Hope this helps. Have a good one. Geo


----------



## Dimark1009

I have rebuilt 2 stroke carbs for the past 2 years in my shop that I do as a side business. 

I have yet to get a rotary carburetor to work right , I've rebuilt them, cleaned them and adjusted the metering levers, they would never work. both the Zama's and the Walbro's. 

I have sat and read the service manuals on them several times, no help. 

If it's a rotary carb , I just buy a new one and be done with it. 

I know this dont help your problem , but dont feel bad, your not the only one having problems with them. 

Mark


----------



## 30yearTech

I would check or replace the high speed check valve, if it leaks the primer will not work and you will not be able to get the engine to run. They will start with a bad check valve, but as soon as you take the choke off, they will lean out and die.


----------



## COMP

30yearTech said:


> I would check or replace the high speed check valve, if it leaks the primer will not work and you will not be able to get the engine to run. They will start with a bad check valve, but as soon as you take the choke off, they will lean out and die.


is that the governor (sp)


----------



## 30yearTech

COMP said:


> is that the governor (sp)


No, the high speed check valve in the carburetor prevents back pressure from the engine from entering the metering chamber of the carburetor. 2 cycle engines tend to have quite a bit of back pressure flow back out through the carburetors when they are running, if the pressure enters though the main jet and into the metering area of the carburetor, it will prevent fuel from flowing into the metering side and the engine will die.


----------



## COMP

30yearTech said:


> No, the high speed check valve in the carburetor prevents back pressure from the engine from entering the metering chamber of the carburetor. 2 cycle engines tend to have quite a bit of back pressure flow back out through the carburetors when they are running, if the pressure enters though the main jet and into the metering area of the carburetor, it will prevent fuel from flowing into the metering side and the engine will die.
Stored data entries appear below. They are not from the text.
PR #2691, opened 2026-05-07
fix: retry transient Vertex AI 'function response parts' 400 errors

### LINKED ISSUE #2683: Vertex AI Gemini: 'number of function response parts' INVALID_ARGUMENT during long transfer_task chains
## Description

In a multi-agent run with 21 sub-agents and an orchestrator that does ~30 sequential `transfer_task` calls, we observed the following Vertex AI Gemini error 4 times during a single run:

```
❌ model failed: error receiving from stream: Error 400, Message: Please ensure that the number of function response parts is equal to the number of function call parts of the function call turn., Status: INVALID_ARGUMENT, Details: []
```

The first 3 occurrences were **silently and successfully auto-retried** by docker-agent (the same `transfer_task` was re-issued to the same agent immediately and the second attempt succeeded). The 4th occurrence happened at session end (after the orchestrator had already produced its final summary and all artifacts were written) and **was not retried** — `docker agent run` exited non-zero, propagating to `make` as exit 1.

## Reproduction

- docker-agent: **v1.54.0** (commit df10bd02)
- Model: `gemini-3-flash-preview` via Vertex AI (provider=google, project=***, location=global)
- Pipeline: 21 sub-agents, orchestrator runs them serially via `transfer_task` (no parallel calls)
- Run id: `20260507-054413-22763` (this is local, not public)
- Wall-clock: ~1h45m, ~30 transfer_task calls + many filesystem / shell tool calls inside each sub-agent

The errors are non-deterministic — they occurred at iteration 1 dep-cve-fixer transfer, iteration 2 fixer transfer, iteration 2 fixer transfer (different message), and at session end after the final summary.

## Expected behavior

Either:
1. The 'function response parts' protocol bug at Vertex level shouldn't surface to the user (auto-retry handles it transparently — which it already does mid-session, but not at session-end)
2. Or at minimum, the session-end occurrence should be caught with the same auto-retry mechanism, so a successful run doesn't end with a non-zero exit code that breaks CI integrations.

## Repo / agent

The agent in question is a 21-sub-agent dev pipeline:
https://github.com/kitadesign/kitazawa-docker-agent-pipeline

Specifically `agent.yaml`'s `root` agent invokes spec-analyst → architect → planner → ... → retro-moderator → proposer in sequence. Each transfer_task creates a fresh sub-session. After ~30 such calls the parent session's function-call history may be where Vertex's 'parts' counter desyncs.

## Workarounds we're using

- For mid-run: nothing needed, docker-agent's existing auto-retry covers it.
- For end-of-run: we currently treat exit 2 as success if `<RUN_DIR>/artifacts/retrospective.md` exists, but this is fragile.

Happy to provide a redacted log excerpt if helpful.

dgageot:
Fixes #2683.

Vertex AI / Gemini intermittently returns HTTP 400 `INVALID_ARGUMENT` with the message _"Please ensure that the number of function response parts is equal to the number of function call parts of the function call turn."_ even for well-formed requests. The same payload always succeeds on retry — it's a server-side transient.

Today `ClassifyModelError` treats every 400 as non-retryable. Mid-session occurrences look like they auto-recover only because the error happens inside a `transfer_task` child session, gets translated to a tool error, and the orchestrator's LLM decides to re-issue the call against a fresh sub-session. End-of-session, there's no surrounding tool dispatch, so the same error becomes fatal and the run exits non-zero — breaking CI.

This change adds a small `transientStatusCodePatterns` list and a `matchesTransientPattern` helper. `ClassifyModelError` and `isRetryableModelError` consult it whenever the HTTP status code would otherwise classify the error as non-retryable, so the existing retry-with-backoff loop in `fallbackExecutor.execute` handles the 400 the same way it handles 5xx — uniformly in mid-session and end-of-session contexts. Bounded by `DefaultRetries=2` (3 attempts total) with exponential backoff.

The pattern is intentionally narrow (`"number of function response parts"`) so unrelated 400s remain non-retryable.

### Validation
- `go test ./pkg/modelerrors/...` — new cases cover the typed `*StatusError` path, the wrapped `error receiving from stream: %w` path, and the message-fallback path.
- `task test` — full suite green (128 packages).
- `golangci-lint run ./pkg/modelerrors/...` — 0 issues.

### DIFF
--- a/pkg/modelerrors/modelerrors.go
+++ b/pkg/modelerrors/modelerrors.go
@@ -217,6 +217,38 @@ func isRetryableStatusCode(statusCode int) bool {
 	}
 }
 
+// transientStatusCodePatterns contains error message substrings that indicate
+// a transient failure even when the HTTP status code would otherwise classify
+// the error as non-retryable (e.g. 4xx). Patterns are matched
+// case-insensitively against the full formatted error.
+//
+// Currently:
+//   - Vertex AI / Gemini intermittently returns 400 INVALID_ARGUMENT with the
+//     message "Please ensure that the number of function response parts is
+//     equal to the number of function call parts of the function call turn."
+//     even for well-formed requests; the same payload succeeds on retry.
+//     Without this override the run would surface a fatal error to the user
+//     and exit non-zero, see https://github.com/docker/docker-agent/issues/2683.
+var transientStatusCodePatterns = []string{
+	"number of function response parts",
+}
+
+// matchesTransientPattern reports whether the error's message matches one of
+// [transientStatusCodePatterns]. Used to override an otherwise non-retryable
+// HTTP status classification.
+func matchesTransientPattern(err error) bool {
+	if err == nil {
+		return false
+	}
+	msg := strings.ToLower(err.Error())
+	for _, p := range transientStatusCodePatterns {
+		if strings.Contains(msg, p) {
+			return true
+		}
+	}
+	return false
+}
+
 // retryablePatterns contains error message substrings that indicate a
 // transient/retryable failure. Numeric status codes (500, 502, etc.) are
 // handled separately by extractHTTPStatusCode + isRetryableStatusCode.
@@ -293,7 +325,7 @@ func isRetryableModelError(err error) bool {
 
 	// First, try to extract HTTP status code from known SDK error types
 	if statusCode := extractHTTPStatusCode(err); statusCode != 0 {
-		retryable := isRetryableStatusCode(statusCode)
+		retryable := isRetryableStatusCode(statusCode) || matchesTransientPattern(err)
 		slog.Debug("Classified error by status code",
 			"status_code", statusCode,
 			"retryable", retryable)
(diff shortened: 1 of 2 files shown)


pkg/modelerrors/modelerrors.go
```diff
@@ -217,6 +217,38 @@ func isRetryableStatusCode(statusCode int) bool {
...
+// matchesTransientPattern reports whether the error's message matches one of
+// [transientStatusCodePatterns]. Used to override an otherwise non-retryable
+// HTTP status classification.
+func matchesTransientPattern(err error) bool {
+	if err == nil {
+		return false
+	}
+	msg := strings.ToLower(err.Error())
+	for _, p := range transientStatusCodePatterns {
+		if strings.Contains(msg, p) {
```
docker-agent: **[MEDIUM] `matchesTransientPattern` lowercases the message but not the pattern — mixed-case patterns silently never match**

`msg` is produced via `strings.ToLower(err.Error())`, so it is always lowercase. However, the loop compares `msg` against the raw pattern `p` without lowercasing it:

```go
msg := strings.ToLower(err.Error())
for _, p := range transientStatusCodePatterns {
    if strings.Contains(msg, p) {   // p is NOT lowercased
```

The current pattern `"number of function response parts"` happens to be all-lowercase, so it works today. But the invariant is not enforced: a future maintainer adding a mixed-case pattern (e.g. `"Function Response Parts"`) would introduce a silently broken retry rule — the pattern would never match and the transient 400 would again be treated as fatal, exactly the regression this PR is fixing.

The fix is straightforward — lowercase the pattern in the comparison:
```go
if strings.Contains(msg, strings.ToLower(p)) {
```
or pre-lowercase patterns at declaration time and document the requirement.

Note: the existing `retryablePatterns` code in the same file uses pre-lowercased constants and avoids this asymmetry.

docker-agent (commented):

One medium-severity latent bug found in the newly added `matchesTransientPattern` helper. The fix logic is correct and the current pattern works, but the case-folding asymmetry is a maintenance trap.

gtardif (approved):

i need to tare into a few more carbs i guess :thumbsup:


----------



## nobrakes

thanx for all the help i took carb apart one more time and looked it over real good the small oblong welch plug was missing put a new one in and put it all back together primed right runs like a champ appreciate the info


----------



## edsteeler

*What is a rotary carb.?*

I just started a short time ago tinkering with 2 cycle engines and I read messages about rotary carbs. and don't know for sure what they are.


----------



## COMP

edsteeler said:


> I just started a short time ago tinkering with 2 cycle engines and I read messages about rotary carbs. and don't know for sure what they are.
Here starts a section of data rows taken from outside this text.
PR #2693, opened 2026-05-07
move non-migration config tests to pkg/config

dgageot:
Cleans up tests under `pkg/config` so that:

- version packages (`v0`..`v8`) only hold tests that verify migration-specific code
- the `latest` package follows the same rule
- tests that aren't migration-specific live directly under `pkg/config` and exercise configs without a `version:` field in YAML

In practice the version and `latest` packages didn't actually carry migration-specific tests, so all of those test files were removed and the equivalent (de-duplicated) tests now live in `pkg/config`.

Three previously-unexported methods on `pkg/config/latest` were promoted to public so the moved external tests can call them:

- `(*Config).Validate()`
- `(*AuthConfig).Validate(provider string)`
- `(*HooksConfig).Validate()`

The old `ValidateHooksConfigForTest` helper in `pkg/config/latest/export_test.go` was deleted.

Net effect: ~6k lines of duplicated test code removed, single source of truth for the latest schema's behavioral tests.


docker-agent:
❌ **PR Review Failed** — The review agent encountered an error and could not complete the review. [View logs](https://github.com/docker/docker-agent/actions/runs/25491602821).

gtardif (approved):

PR #2694, opened 2026-05-07
shrink builtin tool schemas to save tokens

dgageot:
Reduces the size of builtin tool definitions sent to LLM providers on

i don't think i have worked on them myself


----------



## 30yearTech

edsteeler said:


> I just started a short time ago tinkering with 2 cycle engines and I read messages about rotary carbs. and don't know for sure what they are.


Go to www.walbro.com and look up any wy, wyk, wyl series carburetor and you will see what is being referred to as a rotary carburetor. It's the type of throttle valve that is being used on a particular carburetor.


----------